The PPU was well-supported in funding by the OUN and had received large attention from the Ukrainian diaspora in many different countries. The stamps helped to fund the OUN (such as with revolutionary struggles against the Soviet Union) and were propaganda tools aimed towards the international community. In early years, the PPU network operated within Europe and the Americas but later spread worldwide. Many well-recognized Ukrainian artists were involved in the stamps' designs. The postal service had issued more than 3,700 stamp issues total, double that if the hinged and unhinged versions were to be counted separately. Stamp variations included whether or not it had watermarks on it, or what types of paper it used (i.e. chalky paper or ungummed paper). The PPU also issued many different color variants for stamp issues and even used up to 16 colors for stamps, a feat not closely replicated by other postal services at the time. The stamps often touched upon themes relating to Ukrainian nationalism and were usually specifically devoted to either organisations, events, individuals, or objects. Among the most recognized institutions and organisations by PPU stamps included Plast (or the Plast National Scout Organization of Ukraine), Ukrainian Insurgent Army, Organisation of Ukrainian Nationalists, and the Ukrainian Sich Riflemen. Some stamps were also issued to commemorate non-Ukrainian institutions like the United Nations, Universal Postal Union, Anti-Bolshevik Bloc of Nations, and the International Red Cross. Some of the most often commemorated individuals by stamps from the PPU include Taras Chuprynka, Taras Shevchenko, Ivan Franko, Yevhen Konovalets, Ivan Mazepa, and Stepan Bandera.
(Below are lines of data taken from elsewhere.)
PR #6829, opened 2022-12-01
Do not advertise the KML driver as supporting feature styling

nirvn:
## What does this PR do?

Fixes what I assume might have been a wrong assumption when adding feature styling metadata to various vector drivers in this commit (https://github.com/OSGeo/gdal/commit/23e085223024d6e033d1d315ddbffe27be4b3751): contrary to LIBKML, the KML driver does not support feature styling.

@nyalldawson , as discussed.

## Tasklist

 - [ ] Review
 - [ ] Adjust for comments


nyalldawson:
@nirvn 

So the issue here is that the KML driver has *write* support for styles, which is why it advertises that flag. We need to make the metadata more granular and indicated read/write support individually...

PR #6830, opened 2022-12-01
Add DCAP_FEATURE_STYLES_READ and DCAP_FEATURE_STYLES_WRITE capabilities

nyalldawson:
These provide clients with more granular capability information vs the existing DCAP_FEATURE_STYLES capability (which only indicates that the driver has either read and/or write support, so cannot be used to determine that eg a driver supports reading styles)

Supersedes https://github.com/OSGeo/gdal/pull/6829


nirvn:
@nyalldawson , thanks.

PR #9522, opened 2024-03-20
SWIG bindings: add gdal.IsLineOfSightVisible()

rouault:
CC @Ryanf55

It might be easier to continue doing Python tests  (possibly porting your existing C++ tests)


Ryanf55:
Thanks for the info. I'll keep this in mind for the future. Thanks for getting this work in.

PR #9523, opened 2024-03-21
LOS: Add special cases for LOS checks for vertical and horizontal lines

Ryanf55:
## What does this PR do?

* This adds optimizations for the Line of Sight algorithm if the query is vertical/horizontal.  Bresenham shouldn't be used, because it's slower than direct iteration over the raster.
* This avoids a bunch of sqrt options in GetZValueFromXY and should speed things up.
* Doing LOS checks for vertical/horizontal is common when algorithms use raster-aligned operations.
* If the Z interpolation didn't use a square root, it probably wouldn't be worth doing this change. 
* Adds more tests! 

Builds on https://github.com/OSGeo/gdal/pull/9506

## Tasklist

 - [x] Add test case(s)
 - [x] Add documentation (no need)
 - [ ] Review
 - [ ] Adjust for comments

## Environment

* OS: Ubuntu 22
* Compiler: G++11

### DIFF
--- a/alg/los.cpp
+++ b/alg/los.cpp
@@ -205,19 +205,113 @@ bool GDALIsLineOfSightVisible(const GDALRasterBandH hBand, const int xA,
         return true;
     }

Because the Underground Post of Ukraine was not a government-based postal agency, the PPU stamps are officially "cinderella stamps", but they nonetheless followed the standards of postage stamp designs. It did not officially have a country name designated to its stamps, but it used its Ukrainian name and Ukrainian currency denominations. Contrary to the belief of some scholars, the PPU was not the official postal agency of the government of the Ukrainian People's Republic in exile; instead, the exiled body had its own Ukrainian National Council that issued its own stamps from 1948 until 1972. The PPU had its own foreign post office branch that ensured marketing and sales of the stamps.

== Honors ==
In 1952, the International Olympic Committee (IOC) displayed issues 18 and 19 postal stamps from the PPU, which are today housed at the Olympic Museum in Switzerland and the Bibliothèque nationale de France; the stamps marked both the 1952 Summer Olympics in Finland and 1952 Winter Olympics in Norway.